(TASK STATEMENT) What lines of the data below hold the string "general"? Copy each one.

--- START ---

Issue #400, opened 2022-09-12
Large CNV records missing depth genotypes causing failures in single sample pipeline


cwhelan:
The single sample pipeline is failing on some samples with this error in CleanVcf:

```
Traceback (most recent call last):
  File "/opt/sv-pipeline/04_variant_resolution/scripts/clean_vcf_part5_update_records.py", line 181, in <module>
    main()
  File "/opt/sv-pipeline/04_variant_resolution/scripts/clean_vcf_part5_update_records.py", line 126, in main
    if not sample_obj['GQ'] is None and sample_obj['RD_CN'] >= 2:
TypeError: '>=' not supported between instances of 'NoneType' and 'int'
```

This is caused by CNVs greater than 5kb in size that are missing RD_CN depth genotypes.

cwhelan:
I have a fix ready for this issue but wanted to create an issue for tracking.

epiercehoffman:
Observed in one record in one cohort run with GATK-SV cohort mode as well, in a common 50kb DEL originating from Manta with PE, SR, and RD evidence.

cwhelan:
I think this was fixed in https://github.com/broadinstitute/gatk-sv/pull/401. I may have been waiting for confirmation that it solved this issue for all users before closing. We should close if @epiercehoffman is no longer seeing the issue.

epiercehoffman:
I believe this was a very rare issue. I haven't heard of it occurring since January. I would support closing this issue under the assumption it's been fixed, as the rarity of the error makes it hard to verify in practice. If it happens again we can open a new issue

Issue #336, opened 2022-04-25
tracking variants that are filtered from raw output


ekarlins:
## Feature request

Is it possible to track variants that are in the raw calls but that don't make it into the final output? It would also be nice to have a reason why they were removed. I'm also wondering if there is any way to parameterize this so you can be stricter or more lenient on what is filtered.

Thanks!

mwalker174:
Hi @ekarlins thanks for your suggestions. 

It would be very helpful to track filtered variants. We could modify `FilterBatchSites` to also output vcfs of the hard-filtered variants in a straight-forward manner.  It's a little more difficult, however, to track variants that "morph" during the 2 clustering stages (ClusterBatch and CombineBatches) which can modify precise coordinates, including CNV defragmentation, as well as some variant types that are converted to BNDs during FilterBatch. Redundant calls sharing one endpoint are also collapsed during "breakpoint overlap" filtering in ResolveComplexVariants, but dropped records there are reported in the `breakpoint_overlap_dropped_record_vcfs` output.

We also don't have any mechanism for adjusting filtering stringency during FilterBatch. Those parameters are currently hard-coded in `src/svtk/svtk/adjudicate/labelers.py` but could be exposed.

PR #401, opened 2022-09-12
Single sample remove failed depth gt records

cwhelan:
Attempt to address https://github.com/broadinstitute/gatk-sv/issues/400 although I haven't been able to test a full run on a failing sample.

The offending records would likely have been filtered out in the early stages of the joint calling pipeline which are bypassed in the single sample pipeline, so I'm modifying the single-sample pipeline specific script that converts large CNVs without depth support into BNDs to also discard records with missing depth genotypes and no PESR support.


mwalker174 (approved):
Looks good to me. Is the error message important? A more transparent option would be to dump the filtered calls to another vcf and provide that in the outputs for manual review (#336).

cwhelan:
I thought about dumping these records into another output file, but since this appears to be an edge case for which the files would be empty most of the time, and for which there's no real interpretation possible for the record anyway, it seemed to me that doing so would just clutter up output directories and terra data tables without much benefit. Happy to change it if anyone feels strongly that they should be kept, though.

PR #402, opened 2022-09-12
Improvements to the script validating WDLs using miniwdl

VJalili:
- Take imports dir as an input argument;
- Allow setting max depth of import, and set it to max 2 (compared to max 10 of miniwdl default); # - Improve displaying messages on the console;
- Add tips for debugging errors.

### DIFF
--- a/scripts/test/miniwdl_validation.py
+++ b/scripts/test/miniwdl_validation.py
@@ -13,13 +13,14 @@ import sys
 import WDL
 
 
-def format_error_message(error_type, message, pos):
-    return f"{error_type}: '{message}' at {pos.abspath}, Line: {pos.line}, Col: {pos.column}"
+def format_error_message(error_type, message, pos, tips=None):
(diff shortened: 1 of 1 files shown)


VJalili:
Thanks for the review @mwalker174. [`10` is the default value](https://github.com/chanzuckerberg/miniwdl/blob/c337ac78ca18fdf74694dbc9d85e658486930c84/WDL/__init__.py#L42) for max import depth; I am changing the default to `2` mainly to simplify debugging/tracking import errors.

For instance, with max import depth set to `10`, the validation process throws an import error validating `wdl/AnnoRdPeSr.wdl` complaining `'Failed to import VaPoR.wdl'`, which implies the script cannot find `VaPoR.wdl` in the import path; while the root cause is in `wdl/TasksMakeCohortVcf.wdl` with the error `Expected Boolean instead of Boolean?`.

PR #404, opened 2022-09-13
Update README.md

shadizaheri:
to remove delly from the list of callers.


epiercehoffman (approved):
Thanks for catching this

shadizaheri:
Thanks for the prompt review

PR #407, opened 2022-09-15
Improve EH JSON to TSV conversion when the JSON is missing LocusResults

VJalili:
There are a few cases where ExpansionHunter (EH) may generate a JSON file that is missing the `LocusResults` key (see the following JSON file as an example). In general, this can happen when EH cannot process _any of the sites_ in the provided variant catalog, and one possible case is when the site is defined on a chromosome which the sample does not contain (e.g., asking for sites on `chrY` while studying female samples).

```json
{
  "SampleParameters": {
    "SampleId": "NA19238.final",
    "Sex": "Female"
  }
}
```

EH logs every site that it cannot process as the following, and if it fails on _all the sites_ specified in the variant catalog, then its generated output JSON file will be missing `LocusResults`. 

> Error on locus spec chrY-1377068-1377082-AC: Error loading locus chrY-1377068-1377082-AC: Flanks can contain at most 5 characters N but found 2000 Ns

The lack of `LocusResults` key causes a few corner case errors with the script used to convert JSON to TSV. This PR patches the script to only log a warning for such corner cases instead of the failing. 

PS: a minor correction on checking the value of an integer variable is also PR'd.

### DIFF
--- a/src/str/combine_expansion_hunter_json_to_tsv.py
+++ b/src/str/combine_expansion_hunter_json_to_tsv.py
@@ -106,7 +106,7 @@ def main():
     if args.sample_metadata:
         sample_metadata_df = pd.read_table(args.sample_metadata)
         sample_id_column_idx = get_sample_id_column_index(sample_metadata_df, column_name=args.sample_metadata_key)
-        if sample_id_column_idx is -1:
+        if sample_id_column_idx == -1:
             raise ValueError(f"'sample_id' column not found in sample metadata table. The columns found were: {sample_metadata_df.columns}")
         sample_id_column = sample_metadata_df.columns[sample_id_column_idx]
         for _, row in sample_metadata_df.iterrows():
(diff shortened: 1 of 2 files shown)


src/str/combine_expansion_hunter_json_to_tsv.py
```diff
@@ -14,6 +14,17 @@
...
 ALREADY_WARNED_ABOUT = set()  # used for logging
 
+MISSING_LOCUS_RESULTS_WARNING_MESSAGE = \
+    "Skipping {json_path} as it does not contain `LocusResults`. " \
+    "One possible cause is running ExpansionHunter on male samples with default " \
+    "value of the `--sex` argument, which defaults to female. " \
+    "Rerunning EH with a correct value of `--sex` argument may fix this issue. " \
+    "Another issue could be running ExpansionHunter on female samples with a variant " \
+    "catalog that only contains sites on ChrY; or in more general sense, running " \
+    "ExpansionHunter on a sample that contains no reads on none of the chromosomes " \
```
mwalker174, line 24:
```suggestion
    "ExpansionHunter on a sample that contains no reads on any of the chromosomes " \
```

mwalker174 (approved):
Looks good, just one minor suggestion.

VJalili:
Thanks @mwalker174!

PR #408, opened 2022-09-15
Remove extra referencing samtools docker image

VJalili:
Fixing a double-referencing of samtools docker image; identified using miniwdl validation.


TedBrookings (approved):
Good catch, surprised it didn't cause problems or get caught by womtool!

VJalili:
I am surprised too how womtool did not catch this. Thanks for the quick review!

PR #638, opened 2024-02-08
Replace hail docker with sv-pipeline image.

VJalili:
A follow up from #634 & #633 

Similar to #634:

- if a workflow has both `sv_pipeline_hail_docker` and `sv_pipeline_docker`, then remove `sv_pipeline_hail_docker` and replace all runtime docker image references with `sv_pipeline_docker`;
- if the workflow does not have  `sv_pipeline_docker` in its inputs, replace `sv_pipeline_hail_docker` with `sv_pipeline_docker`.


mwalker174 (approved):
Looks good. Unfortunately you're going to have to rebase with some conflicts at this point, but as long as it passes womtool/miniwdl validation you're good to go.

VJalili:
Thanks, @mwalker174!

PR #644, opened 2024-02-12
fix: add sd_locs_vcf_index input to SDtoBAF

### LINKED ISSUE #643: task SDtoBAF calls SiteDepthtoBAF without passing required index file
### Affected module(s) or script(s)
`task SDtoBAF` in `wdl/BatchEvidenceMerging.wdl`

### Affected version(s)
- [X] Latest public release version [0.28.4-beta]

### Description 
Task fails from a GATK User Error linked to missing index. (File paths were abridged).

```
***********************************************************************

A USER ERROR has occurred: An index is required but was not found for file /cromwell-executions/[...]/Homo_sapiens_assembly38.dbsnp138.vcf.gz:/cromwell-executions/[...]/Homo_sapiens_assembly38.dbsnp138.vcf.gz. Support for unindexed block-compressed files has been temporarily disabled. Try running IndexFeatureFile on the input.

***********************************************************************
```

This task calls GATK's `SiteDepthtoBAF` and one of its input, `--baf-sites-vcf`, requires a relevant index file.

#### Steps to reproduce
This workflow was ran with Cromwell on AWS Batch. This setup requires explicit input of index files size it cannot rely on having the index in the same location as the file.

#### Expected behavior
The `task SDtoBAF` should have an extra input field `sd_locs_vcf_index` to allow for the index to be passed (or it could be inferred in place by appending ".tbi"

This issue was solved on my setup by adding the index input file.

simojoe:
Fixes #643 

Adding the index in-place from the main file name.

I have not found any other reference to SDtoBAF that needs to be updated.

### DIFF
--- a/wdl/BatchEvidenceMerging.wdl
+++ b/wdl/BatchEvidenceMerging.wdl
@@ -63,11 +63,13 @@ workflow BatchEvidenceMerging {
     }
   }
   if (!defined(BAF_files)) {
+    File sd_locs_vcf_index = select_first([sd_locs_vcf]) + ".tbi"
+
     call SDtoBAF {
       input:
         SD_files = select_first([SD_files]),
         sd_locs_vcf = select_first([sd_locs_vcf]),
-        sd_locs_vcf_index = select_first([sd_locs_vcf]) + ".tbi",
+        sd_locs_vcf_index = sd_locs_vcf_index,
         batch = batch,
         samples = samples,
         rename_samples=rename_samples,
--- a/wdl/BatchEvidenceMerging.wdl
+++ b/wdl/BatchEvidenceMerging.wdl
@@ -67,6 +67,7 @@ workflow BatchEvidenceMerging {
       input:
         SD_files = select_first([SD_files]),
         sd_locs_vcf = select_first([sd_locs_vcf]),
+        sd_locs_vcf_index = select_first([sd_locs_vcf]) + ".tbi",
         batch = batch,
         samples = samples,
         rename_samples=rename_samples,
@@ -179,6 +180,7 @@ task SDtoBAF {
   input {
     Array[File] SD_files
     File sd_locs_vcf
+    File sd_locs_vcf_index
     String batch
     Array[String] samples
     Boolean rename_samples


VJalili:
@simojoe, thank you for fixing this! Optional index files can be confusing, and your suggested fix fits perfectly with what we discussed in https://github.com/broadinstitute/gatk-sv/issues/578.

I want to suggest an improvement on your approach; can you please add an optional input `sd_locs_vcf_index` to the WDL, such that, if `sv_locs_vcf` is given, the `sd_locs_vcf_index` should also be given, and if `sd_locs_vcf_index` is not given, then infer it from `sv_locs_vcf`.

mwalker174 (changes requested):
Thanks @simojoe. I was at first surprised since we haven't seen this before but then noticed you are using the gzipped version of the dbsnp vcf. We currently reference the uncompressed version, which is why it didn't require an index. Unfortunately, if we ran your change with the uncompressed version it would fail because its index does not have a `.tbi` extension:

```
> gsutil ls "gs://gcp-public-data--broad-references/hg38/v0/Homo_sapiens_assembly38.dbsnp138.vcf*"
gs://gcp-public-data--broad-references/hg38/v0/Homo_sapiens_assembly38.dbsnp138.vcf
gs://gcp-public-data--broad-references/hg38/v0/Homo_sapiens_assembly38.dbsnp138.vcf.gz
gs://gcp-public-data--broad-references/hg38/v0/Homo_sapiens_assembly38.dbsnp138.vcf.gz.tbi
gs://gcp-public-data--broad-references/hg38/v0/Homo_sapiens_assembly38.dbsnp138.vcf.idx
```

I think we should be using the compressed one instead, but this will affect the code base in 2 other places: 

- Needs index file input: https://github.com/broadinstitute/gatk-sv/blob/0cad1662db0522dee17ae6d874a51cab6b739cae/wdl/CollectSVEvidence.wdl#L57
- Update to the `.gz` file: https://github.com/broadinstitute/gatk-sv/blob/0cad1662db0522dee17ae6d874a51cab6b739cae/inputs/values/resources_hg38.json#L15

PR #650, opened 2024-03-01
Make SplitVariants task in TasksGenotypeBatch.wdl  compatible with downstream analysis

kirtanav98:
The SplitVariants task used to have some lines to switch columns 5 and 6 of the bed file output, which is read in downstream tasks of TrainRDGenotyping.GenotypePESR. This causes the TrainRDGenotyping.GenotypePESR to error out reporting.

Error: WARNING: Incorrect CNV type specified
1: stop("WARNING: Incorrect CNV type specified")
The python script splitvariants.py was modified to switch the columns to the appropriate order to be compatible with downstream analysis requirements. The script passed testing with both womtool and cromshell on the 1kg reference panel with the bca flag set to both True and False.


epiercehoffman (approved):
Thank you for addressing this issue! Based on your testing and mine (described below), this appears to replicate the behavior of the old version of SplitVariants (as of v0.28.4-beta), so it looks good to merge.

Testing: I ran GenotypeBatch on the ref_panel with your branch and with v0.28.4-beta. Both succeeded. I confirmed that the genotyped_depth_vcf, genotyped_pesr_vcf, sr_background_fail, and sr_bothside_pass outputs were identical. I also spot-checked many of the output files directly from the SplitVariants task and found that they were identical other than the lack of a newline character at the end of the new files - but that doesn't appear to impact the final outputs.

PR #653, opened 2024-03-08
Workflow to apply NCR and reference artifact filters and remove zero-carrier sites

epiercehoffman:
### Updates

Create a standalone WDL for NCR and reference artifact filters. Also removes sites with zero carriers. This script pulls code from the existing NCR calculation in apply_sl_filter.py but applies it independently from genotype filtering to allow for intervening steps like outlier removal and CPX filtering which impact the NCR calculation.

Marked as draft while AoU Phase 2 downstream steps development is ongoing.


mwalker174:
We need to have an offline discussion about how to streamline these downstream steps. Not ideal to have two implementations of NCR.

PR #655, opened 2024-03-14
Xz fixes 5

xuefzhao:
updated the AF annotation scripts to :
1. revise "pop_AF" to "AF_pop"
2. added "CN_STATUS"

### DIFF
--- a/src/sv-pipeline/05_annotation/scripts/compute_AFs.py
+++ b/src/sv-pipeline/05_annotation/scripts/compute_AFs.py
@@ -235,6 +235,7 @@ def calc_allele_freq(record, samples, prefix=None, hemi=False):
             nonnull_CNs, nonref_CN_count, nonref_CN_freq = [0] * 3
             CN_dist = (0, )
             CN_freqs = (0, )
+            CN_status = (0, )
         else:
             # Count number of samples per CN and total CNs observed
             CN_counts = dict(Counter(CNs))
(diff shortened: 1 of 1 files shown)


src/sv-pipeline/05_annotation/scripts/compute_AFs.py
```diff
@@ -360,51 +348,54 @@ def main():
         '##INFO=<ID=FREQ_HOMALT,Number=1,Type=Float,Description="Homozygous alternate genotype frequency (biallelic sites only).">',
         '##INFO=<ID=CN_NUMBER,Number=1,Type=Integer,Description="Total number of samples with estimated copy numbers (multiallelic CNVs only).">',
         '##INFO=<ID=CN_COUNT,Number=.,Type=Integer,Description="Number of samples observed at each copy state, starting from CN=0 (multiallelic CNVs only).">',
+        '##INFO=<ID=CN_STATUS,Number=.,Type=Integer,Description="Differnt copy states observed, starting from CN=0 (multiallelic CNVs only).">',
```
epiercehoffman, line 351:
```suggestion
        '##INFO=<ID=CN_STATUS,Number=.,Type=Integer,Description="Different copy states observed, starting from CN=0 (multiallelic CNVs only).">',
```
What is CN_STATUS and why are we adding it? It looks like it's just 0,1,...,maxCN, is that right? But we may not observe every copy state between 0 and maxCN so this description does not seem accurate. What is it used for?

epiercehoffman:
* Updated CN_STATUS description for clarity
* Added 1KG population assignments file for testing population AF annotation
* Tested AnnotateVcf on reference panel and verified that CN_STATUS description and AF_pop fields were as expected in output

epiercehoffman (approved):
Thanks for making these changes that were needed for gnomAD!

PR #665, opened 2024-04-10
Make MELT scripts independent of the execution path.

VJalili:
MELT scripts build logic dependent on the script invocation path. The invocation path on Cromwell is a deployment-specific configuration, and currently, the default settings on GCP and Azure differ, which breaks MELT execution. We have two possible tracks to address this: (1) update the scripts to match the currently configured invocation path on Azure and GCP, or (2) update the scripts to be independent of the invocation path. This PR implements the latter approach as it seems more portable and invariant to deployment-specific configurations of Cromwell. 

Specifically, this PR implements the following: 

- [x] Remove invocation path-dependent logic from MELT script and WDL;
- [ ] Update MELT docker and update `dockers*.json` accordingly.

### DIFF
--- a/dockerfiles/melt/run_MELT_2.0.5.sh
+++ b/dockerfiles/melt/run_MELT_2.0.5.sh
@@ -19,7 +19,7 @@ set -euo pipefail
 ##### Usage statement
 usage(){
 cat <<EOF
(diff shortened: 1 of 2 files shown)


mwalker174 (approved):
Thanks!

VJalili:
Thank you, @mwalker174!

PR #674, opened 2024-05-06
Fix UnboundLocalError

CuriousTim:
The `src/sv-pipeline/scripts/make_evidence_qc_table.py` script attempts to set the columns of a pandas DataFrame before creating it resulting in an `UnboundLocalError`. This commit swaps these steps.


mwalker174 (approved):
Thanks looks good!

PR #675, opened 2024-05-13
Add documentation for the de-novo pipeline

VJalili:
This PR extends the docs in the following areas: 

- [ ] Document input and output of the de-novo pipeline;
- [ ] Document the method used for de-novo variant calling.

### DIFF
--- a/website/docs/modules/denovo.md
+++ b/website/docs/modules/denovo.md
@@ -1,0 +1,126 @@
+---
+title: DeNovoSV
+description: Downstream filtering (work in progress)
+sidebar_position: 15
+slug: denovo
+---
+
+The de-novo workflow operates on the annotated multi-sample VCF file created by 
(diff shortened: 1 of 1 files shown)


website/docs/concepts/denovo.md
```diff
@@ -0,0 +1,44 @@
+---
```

--- END ---

(SOLUTION TO THE PROBLEM)
There are a few cases where ExpansionHunter (EH) may generate a JSON file that is missing the `LocusResults` key (see the following JSON file as an example). In general, this can happen when EH cannot process _any of the sites_ in the provided variant catalog, and one possible case is when the site is defined on a chromosome which the sample does not contain (e.g., asking for sites on `chrY` while studying female samples).
+    "catalog that only contains sites on ChrY; or in more general sense, running " \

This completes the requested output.